◆ Data provided

────────────────

PR #166, opened 2026-06-05
Fix volume transform atlas lookup & file extension bug

jpillai00:
## This PR:
Fixes for bugs when running volume transforms from running end-to-end. All were found while testing the example volume transform script with Yerkes19 -> MEBRAINS transforms.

────────────────

◆ The task
With every line intact, print the records above again.

◆ Exercise result
PR #166, opened 2026-06-05
Fix volume transform atlas lookup & file extension bug

jpillai00:
## This PR:
Fixes for bugs when running volume transforms from running end-to-end. All were found while testing the example volume transform script with Yerkes19 -> MEBRAINS transforms.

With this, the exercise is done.